# Sears, Roebuck Lathe



## Rod Builder (May 26, 2011)

Hello all,

This is my first post on this site.
In a short introduction of myself, I am a custom fly rod builder in East TN. I recently bought a Sears, Roebuck Lathe/Router at an auction as part of a drill press bid. It has no paperwork and may be missing parts. The model # is 720-25250. It appears to be craft lathe for a router, I think.
If I can get a book or some literature on what it is supposed to have/do I could possibly make it a portable lathe to visit my customers for any modifications needed on their rods.
Any help with a direction to go with this would be greatly appreciated.
Thanks and looking forward to communicating with you!

Rod Builder


----------



## bobj3 (Jan 17, 2006)

Hi Brent

Here's the manual

http://www.routerforums.com/craftsman/24394-craftsman-router-crafter-720-25250-720-25251-a.html

====



Rod Builder said:


> Hello all,
> 
> This is my first post on this site.
> In a short introduction of myself, I am a custom fly rod builder in East TN. I recently bought a Sears, Roebuck Lathe/Router at an auction as part of a drill press bid.
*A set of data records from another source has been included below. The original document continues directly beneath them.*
PR #2215, opened 2020-12-28
Adding guidelines for eng team goals format

Joelkw:
We want teams to move towards a Problem/Milestones/Outcomes goal format, so this is a take on documenting it in our handbook. 

This information is taken from product team discussions and current teams that have put goals in this format, with some influence from _Inspired_.

### DIFF
--- a/company/goals/guidelines.md
+++ b/company/goals/guidelines.md
@@ -30,14 +30,9 @@ We believe:
 
 ## Choosing goals
 
-A goal's format is:
-
-> **Goal title** \
-> Description of the goal and how to evaluate whether we met the goal (with a link to an automatically updated metrics dashboard, if appropriate).
-
 1. Each goal has a single person (not multiple people) who's ultimately responsible for it.
    - Many people can be working toward a goal, but there must be one person who's ultimately responsible.
-   - It's OK for a team to own a goal. That means the manager is ultimately responsible for it. A team should not have more than 1 or 2 goals (to make sure it's not becoming a workgroup with too many disparate goals).
+   - It's OK for a team to own a goal. That means the manager is ultimately responsible for it. A team should not have more than 1 or 2 goals (to make sure it's not becoming a workgroup with too many disparate goals). Engineering teams should all have [engineering team goals](#engineering-team-goals).
 1. No person can have more than 5 goals at once. (This number is arbitrary, but it feels right.) Fewer is better.
 1. Pick goals where failure would be painful.
 1. Pick goals where you can influence the outcome. Avoid using a lagging indicator as a goal.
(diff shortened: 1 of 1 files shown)


company/goals/guidelines.md
```diff
@@ -49,6 +44,27 @@ A goal's format is:
...
+A goal's general format is:
+
+> **Goal title** \
+> Description of the goal and how to evaluate whether we met the goal (with a link to an automatically updated metrics dashboard, if appropriate).
+
+### Engineering team goals 
+
+Each engineering team should have its own goals page with explicit goals. Because engineering team goals are larger than a single person's goal, we use the following format: 
+
+> **Goal title:** _The title for a vision that is achievable within a 6-12 month time frame._
```
nicksnyder, line 58: Is a vision that is achievable in 3-4 months too small to list as a goal?

company/goals/guidelines.md
```diff
@@ -49,6 +44,27 @@ A goal's format is:
...
+
+Each engineering team should have its own goals page with explicit goals. Because engineering team goals are larger than a single person's goal, we use the following format: 
+
+> **Goal title:** _The title for a vision that is achievable within a 6-12 month time frame._ 
+> 
+> **Problem:** _A prose description of the problem that the goal is meant to address. The "why" of the goal._  
+>
+> **Milestones:** _Checkpoints along a linear prerequisite path that would demonstrate incremental progress towards this goal. Milestones are not specific single tasks and likely encompass 1-2 months of progress. It may make sense to list milestone-specific outcomes beneath each milestone._ 
+>
+> **Outcomes:** _The quantitative and qualitative metrics that demonstrate the goal has successfully solved the problem. Outcomes are not "tasks completed;" they are signals that the problem itself is solved._
```
nicksnyder, line 64: I have a sense that outcomes should be tied to milestones. Otherwise, I worry there is duplication in the best case and a disconnect in the worst cast, between the actual milestones and the outcomes we are trying to achieve.

nicksnyder (approved):
This is an improvement, thanks for writing this up. I added some non-blocking questions/comments.

Also, I would love to add guidance on what makes a good goal. Christina has described it live in eng manager sync, and probably in PM syncs. Here are my notes from the former:

- Goals should be static, 6-8 month timeline to create a vision and drive focus
- Goals should help us say ‘no’ to things
- Each goal should have a top-level title explaining it, and should be finite.
- Write down what the problem is that we want to solve
- How do we know we have met the goal? Quantitative
- How do we know we’ve made forward momentum? Clear milestones, clear end-states, clear roadmap
- Cloud team is a great example of Goals with Milestones broken down
- You know goals are good when you have a shared vision within the team, when you can confidently say “no” because it’s not The Thing Right Now

company/goals/guidelines.md
Joelkw: I don't know that it is, this was just taken from [a description](https://docs.google.com/document/d/1xszELbG-5urpXf-FHPc1tLDMBb_PM3MTFjFSOFRHPTo/edit#bookmark=id.kkwv4akl15r4) @christinaforney gave in a product sync one day. 

I wonder if there are any 3-4 month goals that don't roll up into larger 6-12 month goals, however, and perhaps the implication was that 3-4 month goals are better as milestones in that larger goal?

company/goals/guidelines.md
Joelkw: I agree. I actually prefer a case where they are more tightly coupled – I'll update the description/format so milestones have outcomes after I play with it a bit on my teams' pages to make sure the template formatting looks good.

Joelkw: I've inlined outcomes into milestones in this template now. I'm not sure if "multiple outcomes" is better than just having a longer single outcome (example – "code insights drives 5 new sales AND 3 existing customers pay more to use code insights" vs listing those things as separate outcomes under a milestone) so perhaps we want to change that allowance. 

I also wonder if it might now make sense to give a format template and now move descriptions out of the sections or if it's still clear enough (visually) as to what a goals page should look like as is; I have no preference and see advantages to both. 

For an example of this, you can see [the PR for the code insights team page](https://github.com/sourcegraph/about/pull/2140/files#diff-851a820fbd3b799a3881f56e2de520c2e7b0e508387185d0312230e32dd315fbR28) that I've changed to now inline outcomes beneath milestones.

nicksnyder: I like the multiple outcomes per milestone. I think the current doc is clear and we don't need a separate template doc. Updates to code insights goals/milestones look great!

nicksnyder (approved):

company/goals/guidelines.md
nicksnyder: This is fine as is. Upon second reading, I think the "within" existing languages allows it anyway.

Joelkw:
@christinaforney I'm not going to block on you before merging this because our current format is entirely undocumented except by example, but I fully expect that you may have feedback, still think it would be valuable for you to review this page sometime before or when new PMs/teams might use it to set goals, and am happy to make those updates once you have.

PR #2236, opened 2021-01-04
Update internal_security.md

justdueck:
Initial draft of internal security best practices and anti-phishing measures.


dadlerj (approved):
Awesome, thanks!

Can you add a screenshot of what these look like as an example?

image

dadlerj:
We also might need to link to this page from another one for this to pass CI. Happy to help with these fixes if useful.

PR #2255, opened 2021-01-05
Latest news updates, plus cleaned up json mapping to be more efficient

aileenrose:


lorihey (commented):
Aileen, this article is behind a paywall, not sure if we should include the link to it here, what do you think? Do we have other news items that are behind paywalls?

aileenrose:
> Aileen, this article is behind a paywall, not sure if we should include the link to it here, what do you think? Do we have other news items that are behind paywalls?

Yes, there are other articles behind paywall i.e. WSJ.

lorihey:
ok

lorihey (approved):

PR #2283, opened 2021-01-08
move goals to separate file

nicksnyder:
I moved this to a separate file to be consistent with other teams. Also, I added a title for the goal. My proposal is "Code insights generates revenue in FY22" based on the content already there, but feel free to adjust wording.


Joelkw (approved):
Yep, now that code insights has a complete goal this makes sense, thanks for starting this! Added a heading + a link from the company/goals page so it pulls in and this otherwise looks good.

PR #2293, opened 2021-01-10
Add Azure DevOps instructions

sqs:


unknwon (approved):
How do we know who has the permissions to do so? (besides you)

sqs:
@unknwon I don’t know and I spent several unsuccessful minutes trying to find out. I’ll just do these 1 by 1 for now unless it becomes a greater pain.

sqs:
@unknwon I don’t know and I spent several unsuccessful minutes trying to find out. I’ll just do these 1 by 1 for now unless it becomes a greater pain.

PR #2301, opened 2021-01-11
Update RFC docs for private folder

dadlerj:


christinaforney:
There's not a way to have them in the same folder? I really liked that all RFCs were in the same place - makes it easier for numbering, discovery, and search.

dadlerj:
Yeah, totally fair concern, this sort of sucks. I didn't see any way to do this in a shared drive, but I'll keep a note to look into this in the future!

nicksnyder (approved):

PR #2317, opened 2021-01-12
Remove Campaigns from list and update open roles

macraig:
Added all areas in need of a PM split by business need to be consistent with the Product Manager page.


christinaforney (approved):
Thanks for catching this!

PR #2324, opened 2021-01-13
Include engineering incident response playbook

christinelovett:
Added the link to Engineering's Incident Response Playbook to work through common failure scenarios.


pecigonzalo:
FYI, those are targeting our internal infrastructure for the most part, but a lot of the content is relevant. 

We also added (and are refining) the docs in [dashboards and what they show](https://docs.sourcegraph.com/admin/observability/dashboards )[alerts and known solutions (if any)](https://docs.sourcegraph.com/admin/observability/alert_solutions) and [troubleshooting](https://docs.sourcegraph.com/admin/observability/troubleshooting).

I don't know if they are worth referencing here.

PR #3980, opened 2021-08-02
Fix API Docs URL

abschu:


rebeccadee:
Thank you so much for fixing this @abschu! I think this was a case of the link working locally but not in production?! 🤔 

I don't want to be a blocker for quick fixes like this so feel free to just merge typo/link fixes in the future 😁

PR #4028, opened 2021-08-04
Adding source of truth

InesRoitman:
This might be a bit obvious but I was surprised not to find it there. Should we include it? @dadlerj


malomarrec:
Recursive source of truth definition. 🤯

PR #4039, opened 2021-08-04
add note to create projects in terraform

davejrt:
We should not be creating projects manually, and instead using terraform.


daxmc99 (approved):

bobheadxi:
I missed this PR, my bad - but maybe we should go with https://github.com/sourcegraph/about/pull/4041 instead? I added a link directly to the variable

davejrt:
Closing in favor of #4101

PR #4041, opened 2021-08-05
managed: create instance project in terraform

bobheadxi:
TIL https://github.com/sourcegraph/infrastructure/pull/2710, that explains why the instance I created recently wasn't in the right project 😅


daxmc99:
I think we should prefer https://github.com/sourcegraph/about/pull/4039/ for this

bobheadxi:
@daxmc99 ah sorry, missed that!

davejrt (approved):

PR #4058, opened 2021-08-05
Update people-ops.md

CecilyBee:
Added Officengine's Sourcegraph support request form for U.S. based teammates to use to ask questions regarding health insurance, dental insurance, vision insurance, life insurance, 401k, and payroll (including tax withholdings)


cassiemelani (commented):
question I have in reading through this -- it says "contact our back office directly" for xyz things, but then it also says to contact People Ops directly about the same things. is there some differentiation we want between when people reach out to office engine vs. us, or is the bottom part more for International teammates? thank you!!

CecilyBee:
@cassiemelani That was a mistake! It is supposed to list "PTO/leave, family planning support, professional development, travel, and moving"

PR #4084, opened 2021-08-09
update steps to create managed instances

davejrt:
Updates the steps to create a managed instance with the changes in https://github.com/sourcegraph/deploy-sourcegraph-managed/pull/84


bobheadxi (approved):
😍

PR #4096, opened 2021-08-10
Sponsorship policy edits

mercadon:


handbook/people-ops/how-we-engage-talent-outside-the-us/index.md
```diff
@@ -80,7 +80,7 @@ For candidates currently on a visa who prefer to keep their status in a particul
 
 For candidates in the US in need of sponsorship and who have an existing visa, we will accept a visa transfer from the former employer and sponsor the existing visa for the candidate so long as the visa is compatible with an all-remote work setting.
 
-For candidates in need of US sponsorship that require a new visa, we will agree to sponsor new visas for teammates so long as they have worked at Sourcegraph a minimum of 12 consecutive months prior to initiating a visa petition. 
+For candidates in need of US sponsorship, whether that requires initiating a new visa process or a permanent residency (green card) process, Sourcegraph will agree to initiate and sponsor a new visa or green card process for teammates so long as they have worked at Sourcegraph a minimum of 12 consecutive months prior to initiating a the visa or permanent residency petition.
```
beyang, line 83:
```suggestion
For candidates in need of US sponsorship, whether that requires initiating a new visa process or a permanent residency (green card) process, Sourcegraph will agree to initiate and sponsor a new visa or green card process for teammates so long as they have worked at Sourcegraph a minimum of 12 consecutive months prior to initiating the visa or permanent residency petition. 
```

beyang: What if they have an existing green card process in motion with their former employer?
* Will they have to wait 12 months before resuming the process at Sourcegraph?
* Will they need to restart that process upon switching employers? (Looks like there are some legal considerations there it might be worth flagging: https://www.nolo.com/legal-encyclopedia/can-change-employers-while-green-card-application-pending.html)

mercadon: Just added more language to clarify this a bit further, along with the differences for personal versus role required sponsorship and case-by-case decisions for hard-to-fill roles.

tammy-zhu (approved):

handbook/people-ops/how-we-engage-talent-outside-the-us/index.md
```diff
@@ -73,14 +73,21 @@ Hiring managers should consult the Talent and People Ops team early if an except
...
+### For personal reasons
+Since our teammates can generally work from anywhere in the world, we do not cover sponsorship and visa assistance costs for candidates and teammates who plan to move to or remain in a country where they require sponsorship or immigration assistance. However, if there is a role that is considered difficult to fill and a person posseses a unique skillset and/or particular experience level that is needed, the People Team, Talent Team, and Hiring Manager will make a decision on a case by case basis and may consider covering costs in some cases.  
 
-For candidates in need of US sponsorship that require a new visa, we will agree to sponsor new visas for teammates so long as they have worked at Sourcegraph a minimum of 12 consecutive months prior to initiating a visa petition. 
+For candidates or teammates that currently hold a visa and prefer to keep their status in a particular country for personal reasons, Sourcegraph may be able to sponsor the visa depending on whether we or our partner PEO have the ability to support it. The candidate or teammate would carry the cost of transferring and sponsoring the visa.
```
felixfbecker, line 84: > The candidate or teammate would carry the cost of transferring and sponsoring the visa.

Curious how would this work in practice?
So for the US for example, Sourcegraph would be the "sponsor" that initiates the case through Sourcegraph's immigration law firm with USCIS. Would Sourcegraph then forward every invoice from the lawyers (every billed hour, every filing fee, etc) to the new hire for them to pay? Or would perhaps the costs be deducted from their paychecks? Would it even be possible for the candidate to know how much it will cost before going into it, to not accidentally pile on a mountain of bills they can't afford?

felixfbecker (commented):
Thank you @mercadon, this is definitely clearer than before!

handbook/people-ops/how-we-engage-talent-outside-the-us/index.md
mercadon: @felixfbecker We're working with Wolfsdorf and Remote to try to get a ballpark range, but the short answer is that we likely won't know upfront since it will depend on the countries, visas, and personal circumstances involved with each case. It is something we'd have to discuss at the point in the recruiting process where candidates disclose their sponsorship needs and details. More to come on the payment process as well, we are still working with finance to determine the best way to do this across platforms and employment structures. 

For now I plan to merge these changes and will continue adding more information (to answer questions like the ones you've raised) as we get it!

PR #4136, opened 2021-08-12
Async communication page

InesRoitman:


handbook/company/asynchronous-communication.md
```diff
@@ -0,0 +1,152 @@
...
+- **Set timing expectations**. Add parameters like response time and due dates to ensure progress.
+- **Give yourself time**. Give yourself time to adjust to this new way of working - and to do this type of work. Thoughtfully crafting, reading, and responding to async communication takes longer (in the upfront) than the rapid back-and-forth of real-time conversation. 
+- **Synchronous meetings.** Consider synchronous meetings when needed. Synchronous meetings are not the enemy and can provide a ton of value. Make sure to be inclusive and respectful of other people's time when you schedule them.
+
+Each team should also have a section to explain how they do x, y and z asyncly. Define processes and communication channels. For example, how does the design team work? What is the decision making process? 
+
+
+## How to choose sync vs async?
+
+<img width="60%" height="60%" src="onepager-async.jpg">
```
felixfbecker, line 119: Is there a chance this could be exported as an SVG instead of JPG? It has a lot of text content that won't be readable for screen reader users (but would be if it was an SVG)
What design tool was it created in?

PR #4138, opened 2021-08-12
Debugging cheat sheet

airamare01:
Creating debugging cheat sheet doc in support handbook as an enablement item


adeola-ak:
do you think we should wait until we have some stuff on the page?

airamare01:
@adeola-ak I was thinking we could be updating it as we go? What do you think?

bobheadxi:
Would this be valuable to have as information in pages like e.g. https://docs.sourcegraph.com/admin/install/docker-compose/operations and https://docs.sourcegraph.com/admin/install/kubernetes/operations#list-pods-in-cluster instead? Then admins attempting to troubleshoot themselves can discover it too, and it's easier to find and share - we already have debugging/troubleshooting docs in a lot of different places 🤔

airamare01:
Hey @bobheadxi.
That's a great point you bring up. The intended content for this page is an A-Z step process for specific issues CSEs, admins can take to resolve a particular issue. We were looking at curating all the steps we took to solve specific problems referenced from tickets that we've handled in the past.

It's a great idea to have them in the links you've posted. Maybe @adeola-ak and @amberfurbush0317 have additional insights in case I missed anything on intended purposa

adeola-ak:
@bobheadxi hi! yes we will put it on those pages. I think we are using it in our tools pages right now as it is being worked on but upon completion its meant to be used internally and for our customers as well

PR #4156, opened 2021-08-13
Improve incident identification documentation

quinnkeast:
Our incident identification and resolution process is well-crafted and documented. I'm proposing some small changes to:

- Reduce friction around "pointing out smoke" by explicitly noting that false positives are a **good thing**, because they help us to improve (something lead to that false positive, and so we can probably make something better).
- Make the first action in triage and from incident leads to "thank the person who identified the incident." This is based on [Toyota's andon cord process](https://taylorpearson.me/interestingtimes/andon-cord/), where the team lead's first action upon reaching the person who reported an incident is to thank that person. This is a cultural reinforcement objective, aimed at reducing friction for reporting incidents. Folks should never feel hesitant to identify an incident, and we should always recognize and thank folks when they do. By doing this, we'll avoid cases where folks don't feel confident "pointing out smoke."


handbook/engineering/incidents/index.md
```diff
@@ -1,90 +1,104 @@
...
-The incident responder will need to select a Sourcegraph.com account to attach the subscription to (typically the account should belong to the customer, so they can access the license key directly from their user profile, but in an emergency, the incident responder can use their own account in lieu of asking the customer), and can then manually generate a license key. No license "tags" are necessary.
-
-If a customer's instance is reporting "license expired" already, note that [there is a 72hr grace period](https://sourcegraph.com/github.com/sourcegraph/sourcegraph/-/blob/enterprise/internal/license/license.go#L43:15) before non-admin users are locked out.
-
-## Incident Lead
+### Incident Lead
 
 The indicent lead is responsible for resolving the incident as quickly and safely as possible. They are the DRI coordinating the incident, tasked with driving it to resolution and ensuring clear internal and external communication with stalkholders and customers.
 
+1. **Thank** the person who identified the indicident.
```
quinnkeast, line 69:
```suggestion
1. **Thank** the person who identified the incident.
```

handbook/engineering/incidents/index.md
```diff
@@ -1,90 +1,104 @@
...
 1. **Critical** - Issues causing very high impact to customers. Immediate response is required. Examples include a full outage, or a data breach.
 2. **Major** - Issues causing significant impact. Immediate response is usually required. We might have some workarounds that mitigate the impact on customers. Examples include an important sub-system failing.
 3. **Minor** - Issues with low impact, which can usually be handled within working hours. Most customers are unlikely to notice any problems. Examples include a slight drop in application performance.
 
-## Triage
+### Triage
 
 The goal of triage is to either quickly resolve the incident using basic procedures, or quickly identify the right owner.
 
+1. **Thank** the person who identified the indicident.
```
quinnkeast, line 48:
```suggestion
1. **Thank** the person who identified the incident.
```

unknwon (approved):
I don't know if `handbook/engineering/incidents/incident-flow-chart.png` should be included, but doesn't seem like so because we link the image to Google Drive.

quinnkeast:
> I don't know if `handbook/engineering/incidents/incident-flow-chart.png` should be included, but doesn't seem like so because we link the image to Google Drive.

I wasn't quite sure – the original was an `iframe` for a diagrams.net flow chart, which wouldn't show in at least Firefox. I figured turning it into an image linked to the diagram would be a good compromise... @bcreager, any thoughts here?

bcreager (approved):

PR #232, opened 2020-09-21
Fix main nav layout on login page

pcraig3:
On the login page, we zeroed out all the max-width spacing so that we could have full-bleed columns, but when you are on the login page _and you are logged in_, the nav menu is touching the side of the screen, which is a total oversight.

By making our CSS rules more specific, we fix the layout glitch.

## Screenshots

| before | after |
|--------|-------|
|  the "main" nav elements break our column layout   |   the "main" nav elements are aligned with the logo and the rest of the content    |
|  Screen Shot 2020-09-21 at 3 34 16 PM    |  Screen Shot 2020-09-21 at 3 34 18 PM   |

### DIFF
--- a/CHANGELOG.md
+++ b/CHANGELOG.md
@@ -8,6 +8,7 @@ and this project adheres to [Semantic Versioning](https://semver.org/spec/v2.0.0
 ## Unreleased
 
 - Title Case the words in the phonetic alphabet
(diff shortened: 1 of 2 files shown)


PierrePaul (approved):
lgtm!

PR #234, opened 2020-09-22
Rename alerts to be more generic

bryan-robitaille:
See file diff for 1 liner changes.


pcraig3 (approved):
I think this looks fine.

It has no paperwork and may be missing parts. The model # is 720-25250. It appears to be craft lathe for a router, I think.
> ...


----------



## Rod Builder (May 26, 2011)

*Thanks*

Thanks bobj3 for the manual. It is very much appreciated. Maybe I can figure out what to do with this thing now!


----------



## bobj3 (Jan 17, 2006)

You're Welcome Rod

The manual just the tip of the ice burg , the lathe can do many more jobs ,like make hex stock..etc.


========



Rod Builder said:


> Thanks bobj3 for the manual. It is very much appreciated. Maybe I can figure out what to do with this thing now!


----------